PR #284, opened 2019-09-09
 image-boot: Create partition for persistent data storage 

dsd:
In order to add persistent data storage capabilities to our
live+installer setup (so that you don't lose your data on reboot),
add another step in the boot process that creates the partition.

Similar to the repartitioning case for first-boot of installed systems,
this must be done in the initramfs, before any filesystems are mounted,
so that the kernel is able to update it's view of the partition table
without requiring a reboot.

Even though there are some similarities to endless-repartition.sh, the
actual details are quite different so I found it more appropriate to
implement as a separate script.

The actual filesystem creation is deferred to the boot from the "real
root" and will be handled separately.

https://phabricator.endlessm.com/T27158

### DIFF
--- a/dracut/image-boot/eos-live-storage-setup
+++ b/dracut/image-boot/eos-live-storage-setup
@@ -1,0 +1,98 @@
+#!/bin/sh
+# Copyright (C) 2019 Endless Mobile, Inc.
+# Licensed under the GPLv2
+#
+# When performing a live boot, create a 3rd partition filling the remaining
+# space on the device. This partition will later be used for persistent data
+# storage, so that your documents are kept for next time you boot.
+#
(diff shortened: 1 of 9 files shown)


dracut/image-boot/eos-live-storage-setup
```diff
@@ -0,0 +1,98 @@
+#!/bin/sh
+# Copyright (C) 2019 Endless Mobile, Inc.
+# Licensed under the GPLv2
+#
+# When performing a live boot, create a 3rd partition filling the remaining
```
wjt:
```suggestion
# When performing a live boot from an ISO image on a writeable medium, create a 3rd partition filling the remaining
```

PR #293, opened 2019-11-18
eos-update-flatpak-repos: skip parental controls checks

wjt:
Installing a Flatpak now involves talking to accountsservice, even if
running as root. Without this change, the script job fails with:

    ERROR:root:Failure applying migration to org.squeakland.Etoys
      File "/usr/sbin/eos-update-flatpak-repos", line 1589, in _migrate_installed_flatpaks
        arch, new_branch)
    gi.repository.GLib.GError: g-io-error-quark: Could not connect: No such file or directory (1)

https://phabricator.endlessm.com/T28386

### DIFF
--- a/eos-update-flatpak-repos.service
+++ b/eos-update-flatpak-repos.service
@@ -28,5 +28,10 @@ Type=oneshot
 RemainAfterExit=true
 ExecStart=/usr/sbin/eos-update-flatpak-repos
 
+# Flatpak checks parental controls at deploy time. In order to do this, it
+# needs to talk to accountsservice on the system bus, neither of which are
+# running when this job runs.
+Environment=FLATPAK_SKIP_PARENTAL_CONTROLS_NO_SYSTEM_BUS=1
+
 [Install]
 WantedBy=multi-user.target


eos-update-flatpak-repos.service
```diff
@@ -28,5 +28,10 @@ Type=oneshot
 RemainAfterExit=true
 ExecStart=/usr/sbin/eos-update-flatpak-repos
 
+# Flatpak checks parental controls at deploy time. In order to do this, it
+# needs to talk to accountsservice on the system bus, neither of which are
+# running when this job runs.
+Environment=FLATPAK_SKIP_PARENTAL_CONTROLS_NO_SYSTEM_BUS=1
```
pwithnall: Note: This environment variable was supposed to be a temporary workaround to unblock flatpak development. And yet, predictably, it’s now showing up all over the place to fix things. I don’t have a better expedient suggestion though.

wjt: Yeah, I know…

I think we should revisit this and see if there is a way to implement the policy "uid 0 ⇒ no parental controls checks". But as you say, I don't think there is a better expedient solution.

*What you will do*:
Show all lines in the entries above where the word "though" appears.

*Result*:
Even though there are some similarities to endless-repartition.sh, the
pwithnall: Note: This environment variable was supposed to be a temporary workaround to unblock flatpak development. And yet, predictably, it’s now showing up all over the place to fix things. I don’t have a better expedient suggestion though.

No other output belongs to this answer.